• PROBLEM: Please give back only the lines below from the one containing "PR #729, opened 2025-05-23" to the one containing "This goes with", each repeated word for word, both ends included.

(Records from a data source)
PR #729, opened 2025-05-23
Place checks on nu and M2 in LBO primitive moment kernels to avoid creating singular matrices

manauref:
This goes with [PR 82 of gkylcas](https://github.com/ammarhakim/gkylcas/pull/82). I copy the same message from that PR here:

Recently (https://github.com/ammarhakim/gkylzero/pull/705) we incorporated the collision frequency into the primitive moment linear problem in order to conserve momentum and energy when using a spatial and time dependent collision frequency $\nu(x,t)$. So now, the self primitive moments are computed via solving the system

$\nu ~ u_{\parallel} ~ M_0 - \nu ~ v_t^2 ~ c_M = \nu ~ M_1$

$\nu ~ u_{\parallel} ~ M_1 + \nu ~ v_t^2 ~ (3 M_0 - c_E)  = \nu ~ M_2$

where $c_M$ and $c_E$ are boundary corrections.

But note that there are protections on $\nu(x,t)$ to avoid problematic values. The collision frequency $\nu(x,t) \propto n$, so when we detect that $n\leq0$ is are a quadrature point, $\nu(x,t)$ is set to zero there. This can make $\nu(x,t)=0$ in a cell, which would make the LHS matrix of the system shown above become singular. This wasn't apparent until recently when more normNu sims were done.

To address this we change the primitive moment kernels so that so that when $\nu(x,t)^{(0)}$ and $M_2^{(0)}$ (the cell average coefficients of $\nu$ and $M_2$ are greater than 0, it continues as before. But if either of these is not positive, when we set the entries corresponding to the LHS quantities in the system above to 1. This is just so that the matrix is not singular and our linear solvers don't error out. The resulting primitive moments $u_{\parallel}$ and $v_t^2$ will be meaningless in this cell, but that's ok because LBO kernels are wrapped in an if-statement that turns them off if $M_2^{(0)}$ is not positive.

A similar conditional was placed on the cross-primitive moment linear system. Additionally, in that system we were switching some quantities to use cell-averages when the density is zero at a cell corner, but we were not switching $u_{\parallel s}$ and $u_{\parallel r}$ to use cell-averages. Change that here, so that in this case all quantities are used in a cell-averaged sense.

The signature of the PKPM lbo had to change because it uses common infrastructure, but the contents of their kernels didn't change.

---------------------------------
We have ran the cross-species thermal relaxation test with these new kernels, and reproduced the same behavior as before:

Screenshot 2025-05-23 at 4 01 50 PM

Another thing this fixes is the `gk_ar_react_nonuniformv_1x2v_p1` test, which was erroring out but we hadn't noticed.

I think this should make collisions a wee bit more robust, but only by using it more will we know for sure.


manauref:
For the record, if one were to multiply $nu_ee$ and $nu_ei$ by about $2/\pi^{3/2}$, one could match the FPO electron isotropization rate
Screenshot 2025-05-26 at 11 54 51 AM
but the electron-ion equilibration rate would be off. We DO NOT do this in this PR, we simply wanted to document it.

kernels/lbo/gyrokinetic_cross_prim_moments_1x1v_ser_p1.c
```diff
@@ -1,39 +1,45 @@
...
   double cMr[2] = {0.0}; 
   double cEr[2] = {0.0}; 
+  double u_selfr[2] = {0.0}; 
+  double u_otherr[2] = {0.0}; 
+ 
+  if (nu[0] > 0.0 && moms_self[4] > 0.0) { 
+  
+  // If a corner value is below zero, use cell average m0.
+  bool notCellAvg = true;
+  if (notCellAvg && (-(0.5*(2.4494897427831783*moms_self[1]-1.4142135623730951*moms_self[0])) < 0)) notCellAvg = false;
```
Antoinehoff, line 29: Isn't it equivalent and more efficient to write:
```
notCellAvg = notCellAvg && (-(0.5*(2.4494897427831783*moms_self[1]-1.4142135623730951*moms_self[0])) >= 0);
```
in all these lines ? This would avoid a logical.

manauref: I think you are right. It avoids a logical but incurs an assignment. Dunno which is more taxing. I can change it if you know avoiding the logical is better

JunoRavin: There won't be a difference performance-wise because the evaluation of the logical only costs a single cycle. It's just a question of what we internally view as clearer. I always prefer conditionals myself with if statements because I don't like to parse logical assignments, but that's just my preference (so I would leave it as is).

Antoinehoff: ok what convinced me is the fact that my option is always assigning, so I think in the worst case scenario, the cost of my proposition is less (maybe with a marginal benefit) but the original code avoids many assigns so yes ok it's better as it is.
...
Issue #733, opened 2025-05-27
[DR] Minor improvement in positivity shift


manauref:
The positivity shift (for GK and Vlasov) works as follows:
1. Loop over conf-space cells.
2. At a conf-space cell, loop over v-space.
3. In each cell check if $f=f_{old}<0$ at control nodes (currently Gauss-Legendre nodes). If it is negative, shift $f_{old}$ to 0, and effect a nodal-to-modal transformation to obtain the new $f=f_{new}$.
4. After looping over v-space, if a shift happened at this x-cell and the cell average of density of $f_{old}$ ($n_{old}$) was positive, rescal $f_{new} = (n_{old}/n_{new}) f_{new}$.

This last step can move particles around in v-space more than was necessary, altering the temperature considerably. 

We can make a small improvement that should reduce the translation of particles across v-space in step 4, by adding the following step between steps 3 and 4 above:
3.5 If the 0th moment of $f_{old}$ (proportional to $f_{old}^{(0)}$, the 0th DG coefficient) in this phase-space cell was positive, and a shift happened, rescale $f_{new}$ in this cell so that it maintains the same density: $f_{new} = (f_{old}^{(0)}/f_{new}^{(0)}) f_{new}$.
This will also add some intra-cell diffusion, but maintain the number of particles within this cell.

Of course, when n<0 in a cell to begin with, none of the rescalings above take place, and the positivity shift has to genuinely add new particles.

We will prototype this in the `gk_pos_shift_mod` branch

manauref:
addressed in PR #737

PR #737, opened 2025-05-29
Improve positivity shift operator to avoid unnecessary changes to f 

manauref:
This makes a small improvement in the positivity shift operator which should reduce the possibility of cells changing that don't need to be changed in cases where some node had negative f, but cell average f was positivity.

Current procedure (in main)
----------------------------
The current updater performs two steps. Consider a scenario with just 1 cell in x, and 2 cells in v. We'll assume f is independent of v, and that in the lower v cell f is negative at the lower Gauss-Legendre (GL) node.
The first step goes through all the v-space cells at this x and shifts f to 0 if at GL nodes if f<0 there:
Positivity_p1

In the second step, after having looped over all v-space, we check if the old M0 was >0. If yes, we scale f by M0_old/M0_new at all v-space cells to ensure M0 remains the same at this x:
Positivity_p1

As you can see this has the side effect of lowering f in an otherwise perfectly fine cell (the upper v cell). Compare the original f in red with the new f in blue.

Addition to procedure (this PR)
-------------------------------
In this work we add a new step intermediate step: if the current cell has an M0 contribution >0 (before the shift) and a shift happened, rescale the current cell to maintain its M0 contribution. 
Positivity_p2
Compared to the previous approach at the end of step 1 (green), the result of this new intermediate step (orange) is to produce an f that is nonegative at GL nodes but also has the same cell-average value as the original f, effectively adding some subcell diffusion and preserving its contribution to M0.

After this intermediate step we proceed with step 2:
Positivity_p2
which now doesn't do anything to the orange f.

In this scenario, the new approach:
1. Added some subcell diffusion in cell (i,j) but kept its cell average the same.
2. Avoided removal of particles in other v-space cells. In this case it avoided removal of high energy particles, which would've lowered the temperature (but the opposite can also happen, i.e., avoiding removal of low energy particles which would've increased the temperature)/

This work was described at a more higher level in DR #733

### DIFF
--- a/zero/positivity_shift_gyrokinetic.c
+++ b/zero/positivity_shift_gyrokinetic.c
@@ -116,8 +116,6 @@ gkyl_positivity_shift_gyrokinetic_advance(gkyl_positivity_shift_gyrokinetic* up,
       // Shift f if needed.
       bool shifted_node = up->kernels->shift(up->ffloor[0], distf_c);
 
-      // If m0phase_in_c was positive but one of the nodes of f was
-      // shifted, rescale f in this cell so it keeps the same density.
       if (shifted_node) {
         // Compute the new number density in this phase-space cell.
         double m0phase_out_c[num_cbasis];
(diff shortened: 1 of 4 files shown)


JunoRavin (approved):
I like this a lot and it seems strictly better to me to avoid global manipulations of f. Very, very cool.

• RESPONSE BOX:
PR #729, opened 2025-05-23
Place checks on nu and M2 in LBO primitive moment kernels to avoid creating singular matrices

manauref:
This goes with [PR 82 of gkylcas](https://github.com/ammarhakim/gkylcas/pull/82). I copy the same message from that PR here:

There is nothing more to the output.